Benefits of Performance Monitoring

· Allows you to analyze and isolate the performance problem.

· Understand the resource utilization of the server and make best use of them.

· Plan for Capacity Planning activity based on the resource utilization level.

· Provides the server performance details offline (by creating a alert of sending a mail/message when resource utilization reaches the threshold value).

Tips to define the Performance Test Strategy

Best practices in defining performance test strategy

Most of the application would need Load tests, Stress tests and Stability(Endurance) tests to be planned before moving it to production. For data voluminous applications, there might be more emphasis on Volume testing and some applications like Auction site might emphasis on conducting spike tests with sudden spikes. For all other applications, its common that at least 3 cycles of load tests followed by stress test and endurance test run (at least for 12 hours) needs to be planned. (This is on a general case, but based on the application context, definitely there will be changes done to this approach).

For any application, irrespective of time availability , its always recommended to start with Baseline test. Baseline test is nothing but one user test which is run to identify the correctness of the test scripts and also it helps is checking whether the application meets the SLAs (Service Level Agreements) for 1 user load. This values can be used a benchmark for newer versions to compare ths performance improvement.

Next comes the Benchmark test for at least 15-20% of the target load. It helps in identifying the correctness of the test scripts and tests the readiness of the system before running target load tests.

Its a very good practice to always start with Baseline & Benchmark tests on any application before conducting the scheduled load tests. I would say, in fact its Scott barber's way of course.

When it comes to the scheduled tests - Load Tests, always plan to run at least 3 rounds of load test. Irrespective of doing a slow ramp , its advised to have 3 individual load tests for 50%, 75% and 100% target load. (The load level should be defined based on the system performance rather than just 50%, 75% & 100% target load levels).

Test Scenario - Have a slow ramp up followed by a stable period for at least an hour and ramp down. During this stable period, the target user load needs to perform various operations on the system with realistic think times. All the metrics measured should correspond only to the stable period and not during ramp up/ramp down period.
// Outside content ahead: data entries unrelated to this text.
Issue #10295, opened 2022-03-25
An event after post-transform but before writing to filesystem?


cblegare:
**Is your feature request related to a problem? Please describe.**

I would like to be able to change something in the environment or in the builder *after* cross-reference resolution, but *before* writing the files.  In my case, I wanted to add items (resolved cross-references) to a Domain index.

**Describe the solution you'd like**

I don't know if this could be possible, especially to keep the parallel builds working the same, but maybe an event that is fired not for a specific document, after post-transforms, before write?

**Describe alternatives you've considered**

Wrote a PostTransformer that regenerate the Domain index after xref resolution.  It works, but it need to redo the same job over and over, since it can't either

- Know when it processing the last document
- Know when all cross-references have been resolved.

And there is no later hooks before writing to the filesystem (that I know of).

**Additional context**

- [sphinx-dev post](https://groups.google.com/g/sphinx-dev/c/GaVMIwOA0sg)

tk0miya:
Unfortunately, there is no chance to hook an event during xref resolution (post-transforming) and writing. Sphinx goes these two processes continuously for each document. For example, xref resolution for docB would be invoked after writing for docA. So it's hard to add such an event.

cblegare:
Hello and thank you for this response.

> Unfortunately, there is no chance to hook

Yes, I suspected that

I have found an other way that would make even more sense and solve my issue ultimately, and opened a new issue about it.

PR #10329, opened 2022-04-06
Closes #10299: generate domain index entries later (HTML)

### LINKED ISSUE #10299: Domain index entries could be generated later in the build process

Domain index entries could be generated later in the build process.

Domain indices, at least in HTML-based builders, are written during `Builder.finish` but generated during `Builder.prepare_writing`.  In other words

```
# Abstract builder when applicable, else HTML builder
Builder.build()
├── ...
├── Builder.write()
│   └── Builder.prepare_writing()
│       └── Index.generate()                # Here domain index entries are generated.
└── Builder.finish()
    └── Builder.gen_indices()
        └── Builder.write_domain_indices()  # Here domain index entries are used.
```

During `prepare_writing`, some class attributes from each domain Index are used, but not the generated content.  In other words, from what I have seen, the generated index entries could be generated (`Index.generate()`) directly during `Builder.write_domain_indices()`). In my opinion, it would make perfect sense to wait until the generated domain index entries are needed before generating them.  

Also, this enable domains to provide a wider variety of features along with their Index.

- https://github.com/sphinx-doc/sphinx/issues/10295
- Adding a finish task, but there is no API for this.  I would need to implement a custom builder.

**Additional context**

- [sphinx-dev post](https://groups.google.com/g/sphinx-dev/c/GaVMIwOA0sg)

---

In case you would consider this acceptable, I would probably write a patch since the required changes in the code seams quite minor and safe at first sight

cblegare:
Subject: Generate domain index entries as late as possible for HTML builders

### Feature or Bugfix

- Feature

### Purpose

During `prepare_writing`, some class attributes from each domain Index are used, but not the generated content.  In other words, from what I have seen, the generated index entries could be generated (`Index.generate()`) directly during `Builder.write_domain_indices()`). In my opinion, it would make perfect sense to wait until the generated domain index entries are needed before generating them.  

Also, this enable domains to provide a wider variety of features along with their Index.

### Relates
- https://github.com/sphinx-doc/sphinx/issues/10299
- https://github.com/sphinx-doc/sphinx/issues/10295

### DIFF
--- a/sphinx/builders/html/__init__.py
+++ b/sphinx/builders/html/__init__.py
@@ -200,7 +200,7 @@ class StandaloneHTMLBuilder(Builder):
     download_support = True  # enable download role
 
     imgpath: str = None
-    domain_indices: List[Tuple[str, Type[Index], List[Tuple[str, List[IndexEntry]]], bool]] = []  # NOQA
+    domain_indices: List[Tuple[str, Index]] = []  # NOQA
 
     def __init__(self, app: Sphinx) -> None:
         super().__init__(app)
@@ -461,10 +461,7 @@ class StandaloneHTMLBuilder(Builder):
                     if isinstance(indices_config, list):
                         if indexname not in indices_config:
                             continue
-                    content, collapse = indexcls(domain).generate()
-                    if content:
-                        self.domain_indices.append(
-                            (indexname, indexcls, content, collapse))
+                    self.domain_indices.append((indexname, indexcls(domain)))
 
         # format the "last updated on" string, only once is enough since it
         # typically doesn't include the time of day
@@ -490,11 +487,11 @@ class StandaloneHTMLBuilder(Builder):
         rellinks: List[Tuple[str, str, str, str]] = []
         if self.use_index:
             rellinks.append(('genindex', _('General Index'), 'I', _('index')))
-        for indexname, indexcls, _content, _collapse in self.domain_indices:
+        for indexname, index in self.domain_indices:
             # if it has a short name
-            if indexcls.shortname:
-                rellinks.append((indexname, indexcls.localname,
-                                 '', indexcls.shortname))
+            if index.shortname:
+                rellinks.append((indexname, index.localname,
+                                 '', index.shortname))
 
         # back up script_files and css_files to allow adding JS/CSS files to a specific page.
         self._script_files = list(self.script_files)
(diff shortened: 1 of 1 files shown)


cblegare:
Hello again @tk0miya

The above PR implements possible solution number **4 Do not consider domain_indices to be in the API** from the comment in this issue: https://github.com/sphinx-doc/sphinx/issues/10299#issuecomment-1085341741

In case the approach is not suitable, please consider providing me with some guidance on what kind of approach would be, and I'll gladly submit another PR.

sphinx/builders/html/__init__.py
```diff
@@ -490,11 +487,11 @@ def prepare_writing(self, docnames: Set[str]) -> None:
         rellinks: List[Tuple[str, str, str, str]] = []
         if self.use_index:
             rellinks.append(('genindex', _('General Index'), 'I', _('index')))
-        for indexname, indexcls, _content, _collapse in self.domain_indices:
+        for indexname, index in self.domain_indices:
```
tk0miya, line 490: Before this change, `self.domain_indices` contains only domains having contents. On the other hand, it contains all domains. As a result, `rellinks` will contain hyperlinks to not existing pages. What I mentioned at https://github.com/sphinx-doc/sphinx/issues/10299#issuecomment-1084849148 is this. As you said, rellinks never use each index entry itself. But it implicitly checks the existence. So I consider this will break rellinks.

tk0miya (changes requested):

sphinx/builders/html/__init__.py
cblegare: You are right

My suggestion is to clean rellinks later on


https://github.com/sphinx-doc/sphinx/pull/10329/files#diff-be839d87d39d93093003a0a4ce40cf9610d0a9445e5e0aeb1cdc6bab527bfbbcR733

If this is not acceptable, I'll try to find an other way

tk0miya: Modifying rellinks after generating HTML is too late. It does not change the HTML files already written. You need to rewrite them all again. This is why we generate domain index entries before writing.

cblegare: thank you @tk0miya for your help and patience.

I made an error when analysing when what code was called at what time, and I though that it was not too late to remove empty domains from rellinks.  I since understood why I (wrongly) ended up to this conclusion.

I am sorry for wasting your time with this.  This leads me to two improvement ideas I'll open issues for. Thank you again.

Don't conclude any transaction response time just based on 1 or 2 iterations. The server should be monitored at least for a minimum of 5 iterations (at the same load level), before concluding the response time metrics, because there could be some reason for high /less response time at any single point of time. Thats the reason watch the server performance for at least 5 iterations at the same load level(during stable load period) and use the 90th percentile response time to report the response time metrics.

Test Metrics - Look for 90th percentile response time and standard deviation, of-course along with hits/sec and other server resource monitors. More the deviation(more than 1), more burst is the graph and hence its recommended to rerun the test.

Load Tests should be always followed by Stress Tests - Based on the Load test results, slowly increase the server load step by step and find out the server break point. For this test, realistic think time settings and cache settings are not required as the objective of this test to know the server break point and how it fails.

Endurance (Stability) Tests needs to be run at least for 10-12 hours in order to identify the memory bottlenecks. This need not be run for peak load, but it can be run for average load levels.